Collection entries

....

PR #141, opened 2020-06-03
Add blog template

### LINKED ISSUE #111: Blog section
We want to add a blog section on the website for the community building effort.

We want it to be in time for the Longhorn v1.0.0 release.

lucperkins:
Fixes #111

### DIFF
--- a/assets/sass/style.sass
+++ b/assets/sass/style.sass
@@ -79,7 +79,7 @@ $code-background: $light
 .docs-content, .pagination
   +desktop-shrink
 
-.docs-content
+.has-extra-bottom-padding
   padding-bottom: 5rem
 
 .hero-logo
--- a/config.toml
+++ b/config.toml
@@ -84,10 +84,15 @@ sizes = [300, 400, 600, 700]
 type = "monospace"
 
 [[menu.main]]
+name = "Blog"
+url = "/blog"
+weight = 1
+
+[[menu.main]]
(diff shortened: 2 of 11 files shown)


yasker:
Thanks @lucperkins 

Notice the title `The Longhorn blog` should be `The Longhorn Blog`.

Also, can you remove the second blog post and rename the first one as `In Construction`? 

I need some advice on the scrolling down model (e.g. https://kubernetes.io/blog/ ) vs box model we have right now. Not sure which one is better. It seems most websites using the scrolling down model though.

lucperkins:
Those posts are just placeholders. They won’t show up in the live version of the site. When you write your first post, just delete them.

Also, could you say more about the scrolling model?

yasker:
@lucperkins I meant, it seems most website use scrolling down to show a list of blog posts ordered by the timestamp. The current blog layout is different. I think the scrolling down model is may be more straightforward for the blogs?

catherineluse:
I think that when you click Blog in the top navigation bar, it should take you to a list of the most recent blog posts. Right now, when I click blog, all I see is "The Rancher blog" and the second post isn't visible.

lucperkins:
@catherineluse I suspect you may not have applied the `--buildDrafts` flag.

yasker:
Merged, thanks @lucperkins !

PR #145, opened 2020-06-06
Change "ingress controller" to "Ingress"

oskapt:
"Ingress" and "ingress controller" are easily confused, since the Ingress is simply a set of instructions that the ingress controller uses to program an HTTP entrypoint. One does not create or modify an ingress controller after installation of the software into the cluster. One creates an Ingress, which is what the instructions on this page reflect.

These changes correct the language in this page of the docs.


yasker:
Thanks @oskapt to catch this. Can you add your `signed-off`? See https://github.com/longhorn/website#sign-off-on-all-commits

oskapt:
Superseded by #158.

PR #151, opened 2020-06-20
Add documentation for RWX workloads

joshimoo:
longhorn/longhorn#1183

Signed-off-by: Joshua Moody <joshua.moody@rancher.com>


content/docs/1.0.0/advanced-resources/rwx-workloads.md
```diff
@@ -0,0 +1,15 @@
...
+---
+
+{{< figure src="/img/diagrams/rwx/rwx-support.png" >}}
+
+Longhorn supports RWX workloads via the longhorn.io/nfs provisioner.
+To enable RWX support you need to deploy the following files:
+- [01-security.yaml](https://github.com/longhorn/longhorn/examples/rwx/01-security.yaml)
+- [02-longhorn-nfs-provisioner.yaml](https://github.com/longhorn/longhorn/examples/rwx/02-longhorn-nfs-provisioner.yaml)
+
+if you want to run multiple nfs-provisioners you can modify the provisioner argument and
```
shuo-wu, line 13: It would be better to remind users that scaling the deployment is not the correct way to launch multiple nfs-provisioners. Since there should be one unique StorageClass name for a NFS server (if I don't misunderstand `kubernetes_incubator/nfs-provisioner`).

yasker:
We need to include more information in this document. For example, what to expect when the node running nfs-provisioner went done, what if we have IP conflict for the service etc. Include all the things that the user might encounter while using this feature.

joshimoo:
updated the documentation, added an example with multiple nfs-provisioners.

yasker:
It's better if we can have one example to explain how to use the NFS provisioner here.

joshimoo:
rebased and added usage example (append only log)

content/docs/1.0.0/advanced-resources/rwx-workloads.md
```diff
@@ -0,0 +1,72 @@
+---
+title: RWX workloads
+weight: 4
+---
+
+# Longhorn RWX support
+
+{{< figure src="/img/diagrams/rwx/rwx-01.png" >}}
+
+Longhorn supports RWX workloads via the longhorn.io/nfs provisioner.
```
yasker, line 10: We've updated the provisioner's name.

joshimoo: fixed thanks

yasker:
I will merge this for now. @catherineluse Can you give it a second look when you have time? Thanks.

PR #890, opened 2024-03-27
release 1.6.1

innobead:
ref: https://github.com/longhorn/longhorn/issues/8209

- **docs: remove 1.4.5-dev doc**
- **docs: move older 1.4 docs to archives**
- **docs: add 1.6.2-dev doc**
- **docs: remove older 1.1 and 1.2 docs from archives**
- **docs: move all 1.4 to archives**


innobead:
In this PR, the primary change is to make the 1.6.1 doc the latest release doc. I also moved 1.4 docs to the archives and removed some unsupported documents.

PR #892, opened 2024-04-09
Update install-with-argocd.md

lexfrei:
Update outdated example


jillian-maroket (approved):
@lexfrei LGTM. Thank you for catching the error and for contributing to the doc.

derekbit:
Thanks @lexfrei.
It is fixed in https://github.com/longhorn/website/pull/894.

PR #900, opened 2024-04-28
v2 volume: support filesystem trim

derekbit:

Issue Longhorn/longhorn#7534


innobead (changes requested):
Can link to the subpage.

innobead (approved):

PR #915, opened 2024-05-27
doc(install-argocd): updated to the right helm values

cchriso:
the helm values changed and are not longer correct, so I corrected them according to the official helm chart https://github.com/longhorn/charts/blob/v1.6.x/charts/longhorn/values.yaml#L165

Issue #


innobead (approved):

innobead:
@cchriso thanks for the contribution!

@mantissahz let's ensure the doc up to date.

cc @derekbit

....

# [YOUR GOAL]
Return every record above exactly as written.

# [ANSWER BOX]
PR #141, opened 2020-06-03
Add blog template

### LINKED ISSUE #111: Blog section
We want to add a blog section on the website for the community building effort.

We want it to be in time for the Longhorn v1.0.0 release.

lucperkins:
Fixes #111

### DIFF
--- a/assets/sass/style.sass
+++ b/assets/sass/style.sass
@@ -79,7 +79,7 @@ $code-background: $light
 .docs-content, .pagination
   +desktop-shrink
 
-.docs-content
+.has-extra-bottom-padding
   padding-bottom: 5rem
 
 .hero-logo
--- a/config.toml
+++ b/config.toml
@@ -84,10 +84,15 @@ sizes = [300, 400, 600, 700]
 type = "monospace"
 
 [[menu.main]]
+name = "Blog"
+url = "/blog"
+weight = 1
+
+[[menu.main]]
(diff shortened: 2 of 11 files shown)


yasker:
Thanks @lucperkins 

Notice the title `The Longhorn blog` should be `The Longhorn Blog`.

Also, can you remove the second blog post and rename the first one as `In Construction`? 

I need some advice on the scrolling down model (e.g. https://kubernetes.io/blog/ ) vs box model we have right now. Not sure which one is better. It seems most websites using the scrolling down model though.

lucperkins:
Those posts are just placeholders. They won’t show up in the live version of the site. When you write your first post, just delete them.

Also, could you say more about the scrolling model?

yasker:
@lucperkins I meant, it seems most website use scrolling down to show a list of blog posts ordered by the timestamp. The current blog layout is different. I think the scrolling down model is may be more straightforward for the blogs?

catherineluse:
I think that when you click Blog in the top navigation bar, it should take you to a list of the most recent blog posts. Right now, when I click blog, all I see is "The Rancher blog" and the second post isn't visible.

lucperkins:
@catherineluse I suspect you may not have applied the `--buildDrafts` flag.

yasker:
Merged, thanks @lucperkins !

PR #145, opened 2020-06-06
Change "ingress controller" to "Ingress"

oskapt:
"Ingress" and "ingress controller" are easily confused, since the Ingress is simply a set of instructions that the ingress controller uses to program an HTTP entrypoint. One does not create or modify an ingress controller after installation of the software into the cluster. One creates an Ingress, which is what the instructions on this page reflect.

These changes correct the language in this page of the docs.


yasker:
Thanks @oskapt to catch this. Can you add your `signed-off`? See https://github.com/longhorn/website#sign-off-on-all-commits

oskapt:
Superseded by #158.

PR #151, opened 2020-06-20
Add documentation for RWX workloads

joshimoo:
longhorn/longhorn#1183

Signed-off-by: Joshua Moody <joshua.moody@rancher.com>


content/docs/1.0.0/advanced-resources/rwx-workloads.md
```diff
@@ -0,0 +1,15 @@
...
+---
+
+{{< figure src="/img/diagrams/rwx/rwx-support.png" >}}
+
+Longhorn supports RWX workloads via the longhorn.io/nfs provisioner.
+To enable RWX support you need to deploy the following files:
+- [01-security.yaml](https://github.com/longhorn/longhorn/examples/rwx/01-security.yaml)
+- [02-longhorn-nfs-provisioner.yaml](https://github.com/longhorn/longhorn/examples/rwx/02-longhorn-nfs-provisioner.yaml)
+
+if you want to run multiple nfs-provisioners you can modify the provisioner argument and
```
shuo-wu, line 13: It would be better to remind users that scaling the deployment is not the correct way to launch multiple nfs-provisioners. Since there should be one unique StorageClass name for a NFS server (if I don't misunderstand `kubernetes_incubator/nfs-provisioner`).

yasker:
We need to include more information in this document. For example, what to expect when the node running nfs-provisioner went done, what if we have IP conflict for the service etc. Include all the things that the user might encounter while using this feature.

joshimoo:
updated the documentation, added an example with multiple nfs-provisioners.

yasker:
It's better if we can have one example to explain how to use the NFS provisioner here.

joshimoo:
rebased and added usage example (append only log)

content/docs/1.0.0/advanced-resources/rwx-workloads.md
```diff
@@ -0,0 +1,72 @@
+---
+title: RWX workloads
+weight: 4
+---
+
+# Longhorn RWX support
+
+{{< figure src="/img/diagrams/rwx/rwx-01.png" >}}
+
+Longhorn supports RWX workloads via the longhorn.io/nfs provisioner.
```
yasker, line 10: We've updated the provisioner's name.

joshimoo: fixed thanks

yasker:
I will merge this for now. @catherineluse Can you give it a second look when you have time? Thanks.

PR #890, opened 2024-03-27
release 1.6.1

innobead:
ref: https://github.com/longhorn/longhorn/issues/8209

- **docs: remove 1.4.5-dev doc**
- **docs: move older 1.4 docs to archives**
- **docs: add 1.6.2-dev doc**
- **docs: remove older 1.1 and 1.2 docs from archives**
- **docs: move all 1.4 to archives**


innobead:
In this PR, the primary change is to make the 1.6.1 doc the latest release doc. I also moved 1.4 docs to the archives and removed some unsupported documents.

PR #892, opened 2024-04-09
Update install-with-argocd.md

lexfrei:
Update outdated example


jillian-maroket (approved):
@lexfrei LGTM. Thank you for catching the error and for contributing to the doc.

derekbit:
Thanks @lexfrei.
It is fixed in https://github.com/longhorn/website/pull/894.

PR #900, opened 2024-04-28
v2 volume: support filesystem trim

derekbit:

Issue Longhorn/longhorn#7534


innobead (changes requested):
Can link to the subpage.

innobead (approved):

PR #915, opened 2024-05-27
doc(install-argocd): updated to the right helm values

cchriso:
the helm values changed and are not longer correct, so I corrected them according to the official helm chart https://github.com/longhorn/charts/blob/v1.6.x/charts/longhorn/values.yaml#L165

Issue #


innobead (approved):

innobead:
@cchriso thanks for the contribution!

@mantissahz let's ensure the doc up to date.

cc @derekbit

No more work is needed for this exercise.